Biomarkers should be able to effectively distinguish disease from normal samples [17, 35]. The detected network-based gene communities provide a pool of module biomarker candidates. To select better biomarkers in each module, we employ RFE with cross-validations based on logistic regression [36] classifier.
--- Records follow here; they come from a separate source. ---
PR #81, opened 2015-05-26
feat(generate): Add generate according to new architecture

zewa666:
This adds the generate command according to the new architecture, as well as some unit tests


ahmedshuhel:
This looks awesome to me. :+1:

PR #94, opened 2015-06-03
fix(vm): fixes multiple inject decorators to single

zewa666:
the template will now use one inject decorator and apply multiple targets as attributes

### DIFF
--- a/README.md
+++ b/README.md
@@ -93,8 +93,7 @@ import { inject } from 'aurelia-framework';
 import { Element } from 'aurelia-framework';
 import { HttpClient } from 'aurelia-framework';
 
-@inject(Element)
-@inject(HttpClient)
+@inject(Element, HttpClient)
 export class YOURNAME {
   hello = 'Welcome to Aurelia!';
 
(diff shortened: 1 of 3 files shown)


PWKad:
:+1: From me, assuming syntactically everything is correct this looks fine.

joelcoxokc:
This has been created... Checkout @EisenbergEffect and my conversation... and the docs I have been posting about the commander API. I actually Like your implementation better than mine... We should probably consider using yours in `aurelia-command`. However. Rob suggested that we try to use the DI. What do you think @zewa666

EisenbergEffect:
FYI That generated code is still not correct. `Element` is not in aurelia-framework. That is a browser global. Also, if you use the `@inject` decorator, you will need to import that from aurelia-framework.

zewa666:
Damn need to make better reviews before commiting stuff. Regarding imports, I could create an exception for Element, but other then that how would we know where to import from? So the idea was to always use the framework and let the user fix it afterwards.

EisenbergEffect:
Hmmm. There might be lots of exceptions.

zewa666:
@EisenbergEffect the `inject` object was already imported in case of injection used, dunno if you saw something else. Have added now the exception for the global Element object.

As said not sure whether we have a chance to automatically know where things come from, especially also if the user injects local files. So I guess we'll have to have our users fix the import paths.

ahmedshuhel:
:+1: from me too.

PR #1053, opened 2025-01-14
docs: Update documentation screenshots to latest designs

ashuntu:
Updates documentation screenshots to latest designs. Note that some of these haven't changed much, but the default size of the window has changed so each image is a slightly different size.

---

UDENG-5775


edibotopic (approved):
LGTM: thanks for doing this.

PR #1068, opened 2025-01-16
fix(wsl-pro-service): Prevents unnecessary re-registration with Landscape 

CarlosNihelton:
This is a two-fold fix.

## Re-registration due whitespace changes

I noticed that wsl-pro-service was causing the machine to re-register with Landscape at every startup. There is an early routine that checks for the validity of the Landscape client config file contents, amending it if necessary and re-running landscape-config **if anything changed**. The current implementation also considers whitespace changes as a valid reason to re-run landscape-config, which shouldn't be the case.

An instrumented build to diff the contents before and after that routine revealed that we're taking whitespace changes too seriously.

```
n@mib01:~$ sudo /mnt/d/wsl-pro-service -vvv
INFO Starting WSL Pro Service version Dev
INFO /home/cn/Dev/1_Work/up4w/wsl-pro-service/cmd/wsl-pro-service/service/config.go:48 initViperConfig() No configuration file: Config File "wsl-pro-service" Not Found in "[/home/n /root /etc /mnt/d]"
DEBUG /home/cn/Dev/1_Work/up4w/wsl-pro-service/cmd/wsl-pro-service/service/service.go:64 New.func1() Debug mode is enabled
DEBUG /home/cn/Dev/1_Work/up4w/wsl-pro-service/internal/system/landscape.go:74 (*System).fixAndEnableLandscapeFromConfig() Landscape: something changed.
 [client]
-account_name = standalone
-url = https://lg4070.olivec.dev/message-system
-ping_url = http://lg4070.olivec.dev/ping
-log_level = info
+account_name     = standalone
+url              = https://lg4070.olivec.dev/message-system
+ping_url         = http://lg4070.olivec.dev/ping
+log_level        = info
 registration_key = 123
-tags = wsl
-hostagent_uid = 36589e24a0e24eecaaea3c04eee2afd4
-computer_title = Ubuntu-22.04
+tags             = wsl
+hostagent_uid    = 36589e24a0e24eecaaea3c04eee2afd4
+computer_title   = Ubuntu-22.04
```

## landscape-config would always create a new registration

Secondly, re-running landscape-config would always create a new registration, even if the client configuration change is minor and unrelated to the server, such as the client debug level. 

landscape-client (24.08+git6375-0ubuntu0) added the new --register-if-needed flag for landscape-config, allowing it to refresh an existing registration instead of unconditionally creating a new one for a computer already registered with Landscape. There are situations when wsl-pro-service subprocesses lansdcape-config on an already registered computer. That creates a new registration and, even though Landscape server has some logic to detect that the new registration belongs to an existing computer, it loses data that takes long to recover, such as package version information.

Since the landscape-client version in the latest-stable PPA is already over that version we should be able to add this flag to wsl-pro-service and prevent that behaviour.

---

UDENG-5761

### DIFF
--- a/wsl-pro-service/internal/system/landscape.go
+++ b/wsl-pro-service/internal/system/landscape.go
@@ -7,9 +7,7 @@ import (
 	"fmt"
 	"os"
 	"path/filepath"
-	"slices"
 	"strings"
-	"unicode"
 
 	log "github.com/canonical/ubuntu-pro-for-wsl/common/grpc/logstreamer"
 	"github.com/ubuntu/decorate"
@@ -61,13 +59,13 @@ func (s *System) fixAndEnableLandscapeFromConfig(ctx context.Context, landscapeC
 		return fmt.Errorf("could not parse config: %v", err)
 	}
 
-	modifiedLandscapeConfig, err := normalizeLandscapeConfig(ctx, s, iniFile)
+	modifiedLandscapeConfig, didChange, err := normalizeLandscapeConfig(ctx, s, iniFile)
 	if err != nil {
 		return err
 	}
 
 	// No change to do, do not rewrite config
-	if !enableUnconditionally && areConfigsEqual(modifiedLandscapeConfig, landscapeConfig) {
+	if !enableUnconditionally && !didChange {
 		log.Debug(ctx, "Landscape configuration is already valid")
 		return nil
 	}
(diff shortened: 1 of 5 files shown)


wsl-pro-service/internal/system/landscape.go
```diff
@@ -75,14 +77,24 @@ func (s *System) fixAndEnableLandscapeFromConfig(ctx context.Context, landscapeC
...
 	if _, err := runCommand(cmd); err != nil {
 		return fmt.Errorf("could not enable Landscape: %v", err)
 	}
 
 	return nil
 }
 
+func areConfigsEqual(a, b string) bool {
+	fieldsFunc := func(r rune) bool {
+		return unicode.IsSpace(r) || r == '='
```
ashuntu, line 90: This is a very niche edge case, but if a URL (or any other config value) contains an `=`, then the config wouldn't be correctly reregistered if the `=` was subsequently removed/added. This might not be a valid scenario in this case, but just a thought

ashuntu (approved):

wsl-pro-service/internal/system/landscape.go
CarlosNihelton: I'm not aware of that possibility, but let's not take the risk. The functions doing the changes can and should report whether anything changed or not. So let's leverage that and avoid string comparisons at all.

ashuntu (approved):

PR #1070, opened 2025-01-22
fix: Add option to use non-elevated buttons for navigation

ashuntu:
Adds an option to use elevated or outlined buttons for "next" navigation. Non-action buttons should be outlined instead of elevated.

image
*Note "Next" is outlined instead of green*

### DIFF
--- a/gui/packages/ubuntupro/lib/pages/widgets/navigation_row.dart
+++ b/gui/packages/ubuntupro/lib/pages/widgets/navigation_row.dart
@@ -9,6 +9,7 @@ class NavigationRow extends StatelessWidget {
     this.nextText,
     this.showBack = true,
     this.showNext = true,
+    this.nextIsElevated = true,
     super.key,
   });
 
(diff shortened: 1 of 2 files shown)


gui/packages/ubuntupro/lib/pages/widgets/navigation_row.dart
```diff
@@ -32,10 +34,15 @@ class NavigationRow extends StatelessWidget {
           ),
         if (showNext) ...[
           const Spacer(),
-          ElevatedButton(
-            onPressed: onNext,
-            child: Text(nextText ?? lang.buttonNext),
-          ),
+          nextIsElevated
```
CarlosNihelton, line 37: I'd rather have this parameter name closer to the semantics, instead of reflecting an implementation detail. Something like: `nextIsSubmit` or `emphasizeNext` or swap its meaning and name it `equalEmphasis`, or come up with something better yet, can we?

CarlosNihelton (changes requested):
It's somewhat of a nitpick, naming is always hard...

gui/packages/ubuntupro/lib/pages/widgets/navigation_row.dart
ashuntu: `nextIsAction`?

CarlosNihelton (approved):
LGTM!

PR #1071, opened 2025-01-22
fix: Fix spacing between fields with errors

ashuntu:
Fixes the spacing for the Landscape page by aligning the page to the top so errors push the fields down, instead of being aligned center and pushing the entire page.

Also, increases the spacing slightly above the token input field.

New token field spacing:
image

New Landscape page spacing:
image

For reviewers: note this should work when the window is maximized as well

---

UDENG-5853


CarlosNihelton (approved):
It does what it says! Good job!

PR #1075, opened 2025-01-28
docs: Fix typo

YanisaHS:
I think this is a typo. I don't actually have UP4W set up so I can't verify, but pretty sure. (Just passing by)


CarlosNihelton (approved):
Thanks for noticing! 👍🏽

PR #1077, opened 2025-01-29
deps: Upgrading the Go toolchain

CarlosNihelton:
Due a vulnerability report:

Vulnerability #1: GO-2025-3373
    Usage of IPv6 zone IDs can bypass URI name constraints in crypto/x509
  More info: https://pkg.go.dev/vuln/GO-2025-3373
  Standard library
    Found in: crypto/x509@go1.23.1
    Fixed in: crypto/x509@go1.23.5


didrocks (approved):
This solves the workspace issue! However, for package building, you need to bump also individual `go.mod` theorically for each subprojects, as they are not workspace aware.

As we are forcing in deb packaging `GOTOOLCHAIN=local`, I am fine we skip this one.

PR #1094, opened 2025-01-31
Translations update from Hosted Weblate

weblate:
Translations update from [Hosted Weblate](https://hosted.weblate.org) for [ubuntu-desktop-translations/Ubuntu Pro for WSL](https://hosted.weblate.org/projects/ubuntu-desktop-translations/ubuntu-pro-for-wsl/).

Current translation status:

Weblate translation status

---

UDENG-266

PR #1095, opened 2025-01-31
feat: Add empty ARB files for translation languages

ashuntu:
This is so we don't have to manually add the languages in Weblate itself.

Purposely excludes French and Brazilian Portuguese since those are added by https://github.com/canonical/ubuntu-pro-for-wsl/pull/1094.

---

UDENG-266


CarlosNihelton (approved):
LGTM

PR #1098, opened 2025-01-31
ci: Do not run end to end tests for translation changes

ashuntu:
End to End tests can't run when translations are submitted via Weblate, so just skip running those workflows when the only files that change are translations

---

UDENG-266


CarlosNihelton (approved):
LGTM

PR #2117, opened 2026-05-26
[PR #230] Add lint to enforce humantime_serde usage for Duration in config structs

orivaris:
> 🔗 **Mirrored PR** [cyberfabric/cyberware-rust#230](https://github.com/cyberfabric/cyberware-rust/pull/230) | **Author:** nanoandrew4 | **Opened:** 2026-01-13T11:05:16Z | **Status:** closed (not merged)

---

---


il10241024:
**nanoandrew4** commented on 2026-01-13T11:25:52Z:

---

The lints are failing because the `modkit-transport-grpc` lib has a config struct that is missing the now mandatory annotations for duration serialization/deserialization. We can either add them despite them not being necessary for the fields in that config struct, since it doesn't seem like it is populated from a file, or we can weaken the lint to only look at files called `config.rs` or something like that, so that not all config structs need to have their Durations marked with the serde macro. I'm leaning towards the first, but am interested in collecting some feedback before making any changes.

il10241024:
**nanoandrew4** commented on 2026-01-13T17:25:13Z:

---

After speaking with &#2369;Bechma , we have decided to close this PR in favour of adding the recommendation to the guidelines. The issue is that no lint will reliably catch all durations that need to use the macro, and it would also force struct fields which don't need it to add it, which isn't helpful.

il10241024:
**Bechma** reviewed `dylint_lints/de12_config_layer/de12_enforce_humantime_serde/src/lib.rs` line 25 on 2026-01-13T14:13:02Z:

---

what if used after a 
```rust
use modkit_utils::humantime_serde
```

il10241024:
**Bechma** reviewed `dylint_lints/de12_config_layer/de12_enforce_humantime_serde/src/lib.rs` line 91 on 2026-01-13T14:17:20Z:

---

it's possible to have more than one attribute, so we need to locate the segment with ident name with_sym

il10241024:
**Bechma** reviewed `dylint_lints/de12_config_layer/de12_enforce_humantime_serde/src/lib.rs` line 127 on 2026-01-13T14:22:46Z:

Compared to other machine learning methods, LR is easier to implement, interpret, and also is a very efficient classification algorithm [37]. Because of its mathematical interpretability, it has a wide range of applications in the field of biomedicine [38]. The logistic regression can be considered as follows

$$\pi_{{\text{i}}} = Pr\left( {\left. {y_{i} } \right|x_{{\text{i}}} ;\theta } \right) = f\left( {x_{i}^{T} } \right) = \frac{{\exp \left( {x_{i}^{T} \theta } \right)}}{{1 + \exp \left( {x_{i}^{T} \theta } \right)}},\quad i = 1,2, \ldots ,n.$$
(5)

where \(X_{i} = (x_{i1} ,x_{i2} , \ldots ,x_{ip} )^{T} ,\) denotes the p-dimensional gene expression vector. yi is a corresponding binary variable. θ is the vector of the coefficients.

For over-fitting problem, we choose L2 regularization techniques to avoid, which is defined as

$$P\left( {\theta ;\lambda } \right) = \lambda \mathop \sum \limits_{j = 1}^{p} \theta_{j}^{2}$$
(6)

where λ is a positive tuning parameter used to balance the loss term and penalty term.

RFE law is in the process of continuously training the model [39]. Each time the training is completed, the specified number of low-importance features are deleted. Then new features are trained again. The importance of features is obtained again, and unimportant characteristics are deleted until the number of characteristics meets the predefined settings. In this paper, we delete one gene each time and through cross-validation to find the optimal number of features. If reducing the features will cause a performance loss, then no features will be removed. The selected biomarkers are further verified in the validation datasets.